The Making of Modern Japan
- Author: Marius Jansen
- Language: English
- Genre: History
- Publisher: Belknap Press
- Publication date: January 12, 2000
- Publication place: United States of America
- Pages: 936
- ISBN: 978-0-674-00991-2

= The Making of Modern Japan =

Book by Marius Jansen

The Making of Modern Japan is a 2000 history book by Marius Jansen.

== Background ==
The Making of Modern Japan is the last work by American author Marius Jansen, who died one week after the book was published. The book details the history of Japan from the Battle of Sekigahara in 1600 up until 2000, analysing the changes in Japan's economic policies, education, military, and both high and low culture.

== Reception ==
Monumenta Nipponica called The Making of Modern Japan a "reliable, solid, and authoritative interpretation of Japan's recent past", but also noted that Jansen sometimes made "broad judgements" that needed further scrutiny.
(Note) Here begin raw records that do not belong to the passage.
PR #3494, opened 2026-04-12
[codex] Fix plugin tool dispatcher pluginDbId routing

### LINKED ISSUE #3394: Plugin tool dispatcher: pluginDbId never threaded through, every external plugin's agent.tools.execute returns 502
## Summary

Every external plugin that declares `agent.tools.register` and exposes one or more agent tools currently fails on `POST /api/plugins/tools/execute` with HTTP 502 *"worker for plugin <package-key> is not running"*, even though the plugin worker is healthy and serving JSON-RPC traffic on its IPC channel.

The bundled `agent-analytics.paperclip-live-analytics-plugin` happens to declare zero tools, so the regression has been invisible up to now — it only surfaces the moment any plugin actually exposes agent tools.

## Root cause

The plugin tool dispatcher's `registerPluginTools` accepts only the package key (e.g. `acme.foo`) and forwards it as both the namespace key AND the worker-routing key into the plugin tool registry:

https://github.com/paperclipai/paperclip/blob/master/server/src/services/plugin-tool-dispatcher.ts#L429-L434

```ts
registerPluginTools(
  pluginId: string,
  manifest: PaperclipPluginManifestV1,
): void {
  registry.registerPlugin(pluginId, manifest);
},
```

Note that `registry.registerPlugin` already accepts an optional third argument:

https://github.com/paperclipai/paperclip/blob/master/server/src/services/plugin-tool-registry.ts#L298-L299

```ts
registerPlugin(pluginId: string, manifest: PaperclipPluginManifestV1, pluginDbId?: string): void {
  const dbId = pluginDbId ?? pluginId;
```

…but the dispatcher never populates it, so `dbId` always falls back to the package key.

The plugin loader in turn calls the dispatcher with the package key:

https://github.com/paperclipai/paperclip/blob/master/server/src/services/plugin-loader.ts#L1815

```ts
toolDispatcher.registerPluginTools(pluginKey, manifest);
```

…even though the loader has the **DB UUID** in scope as `pluginId` and uses it consistently elsewhere (e.g. `workerManager.startWorker(pluginId, …)` ten lines earlier).

When `executeTool` then runs the worker availability check:

https://github.com/paperclipai/paperclip/blob/master/server/src/services/plugin-tool-registry.ts#L404-L411

```ts
const dbId = tool.pluginDbId;
if (!workerManager.isRunning(dbId)) {
  throw new Error(
    `Cannot execute tool "${namespacedName}" — ` +
    `worker for plugin "${pluginId}" is not running.`,
  );
}
```

…it asks the worker manager whether a worker keyed by the **package key** is running. But `workerManager.isRunning` looks up workers by **DB UUID** (set in `workerManager.startWorker`), so the lookup misses, every tool execution returns 502, and the plugin's agent tools are unreachable.

## Reproduction

1. Install any external plugin declaring `agent.tools.register` with at least one tool. For example, the standalone `paperclip-plugin-github-issues` plugin (https://github.com/mvanhorn/paperclip-plugin-github-issues) registers three tools.
2. After install, watch the loader log it as fully activated:
   ```
   plugin-loader: plugin activated successfully
   {pluginId: "<UUID>", pluginKey: "<package-key>", registered: {worker: true, tools: 3}}
   ```
3. Call the dispatch endpoint:
   ```bash
   curl -s -X POST 'http://127.0.0.1:3100/api/plugins/tools/execute' \
     -H 'Content-Type: application/json' \
     -d '{
       "tool": "<package-key>:<tool-name>",
       "parameters": {...},
       "runContext": {"agentId":"...","runId":"...","companyId":"...","projectId":"..."}
     }'
   ```
4. Receive HTTP 502:
   ```json
   {"error":"Cannot execute tool \"<package-key>:<tool-name>\" — worker for plugin \"<package-key>\" is not running."}
   ```

The plugin worker is in fact alive: `GET /api/plugins/<UUID>/health` returns `{"healthy": true}`, the periodic-sync job runs successfully, the worker process appears in `ps`, and direct RPC calls (e.g. `lifecycle.restartWorker`) succeed. Only `executeTool` fails.

## Fix

Thread `pluginDbId` through `registerPluginTools` as a separate optional parameter and forward it to `registry.registerPlugin`. The package key continues to be used for tool namespacing (e.g. `acme.foo:search`) so existing namespaces are preserved.

PR with the three-line fix and updated docstrings: #3395

## Impact

Any plugin that exposes agent tools through `ctx.tools.register` is currently unusable from agent runs in this codebase. Plugins that only emit jobs/webhooks or only consume events are unaffected.

akshitnanda:
## Summary
- thread the persisted plugin database id through plugin tool registration
- route external plugin tool execution by `pluginDbId` instead of only in-memory plugin metadata
- add a focused regression test for `agent.tools.execute` dispatching through external plugins

## Why
Fixes #3394.

The dispatcher was registering tools without the plugin database id that downstream execution expects. That left external plugin `agent.tools.execute` calls unable to resolve the plugin record cleanly, which surfaced as a `502` failure path.

## Impact
External plugin tool calls now resolve through the same persisted identifier used elsewhere in the server, which makes plugin-backed tool execution reliable and keeps the fix tightly scoped to the registration/dispatch layer.

## Validation
- `corepack pnpm vitest run server/src/__tests__/plugin-tool-dispatcher.test.ts`

### DIFF
--- a/server/src/__tests__/plugin-tool-dispatcher.test.ts
+++ b/server/src/__tests__/plugin-tool-dispatcher.test.ts
@@ -1,0 +1,62 @@
+import { describe, expect, it, vi } from "vitest";
+import { createPluginToolDispatcher } from "../services/plugin-tool-dispatcher.js";
+import type { PluginWorkerManager } from "../services/plugin-worker-manager.js";
+
+describe("plugin tool dispatcher", () => {
+  it("routes tool execution using the plugin database id when provided", async () => {
+    const call = vi.fn(async () => ({
+      content: [{ type: "text", text: "ok" }],
+    }));
+
+    const workerManager = {
+      startWorker: vi.fn(),
+      stopWorker: vi.fn(),
+      getWorker: vi.fn(),
+      isRunning: vi.fn((pluginId: string) => pluginId === "plugin-db-id"),
+      stopAll: vi.fn(),
+      diagnostics: vi.fn(() => []),
+      call,
+    } satisfies PluginWorkerManager;
+
+    const dispatcher = createPluginToolDispatcher({ workerManager });
+    dispatcher.registerPluginTools(
+      "acme.example",
+      {
+        apiVersion: 1,
+        name: "acme.example",
+        version: "1.0.0",
+        tools: [
+          {
+            name: "search",
+            description: "Search",
+            parametersSchema: { type: "object" },
+          },
+        ],
+      },
+      "plugin-db-id",
+    );
+
+    const result = await dispatcher.executeTool(
+      "acme.example:search",
+      { query: "bug" },
+      {
+        agentId: "agent-1",
+        runId: "run-1",
+        companyId: "company-1",
+        projectId: "project-1",
+      },
+    );
+
+    expect(workerManager.isRunning).toHaveBeenCalledWith("plugin-db-id");
+    expect(call).toHaveBeenCalledWith(
+      "plugin-db-id",
+      "executeTool",
+      expect.objectContaining({
+        toolName: "search",
+        parameters: { query: "bug" },
+      }),
+    );
+    expect(result.pluginId).toBe("acme.example");
+    expect(result.toolName).toBe("search");
+  });
+});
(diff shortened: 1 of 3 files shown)


devinfoley:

The English Historical Review described the book as "one of the largest, and certainly one of the best" narrative histories of Japan, giving particular praise to its accessible style and tone, and its attention to how changes in Japan affected its neighboring countries.

Though they argued that the book was "comprehensive", Pacific Affairs lamented a lack of demographic details, such as changes in the birth and death rates, life expectancy, and epidemiology, which would have given The Making of Modern Japan a "human dimension" that it otherwise lacked.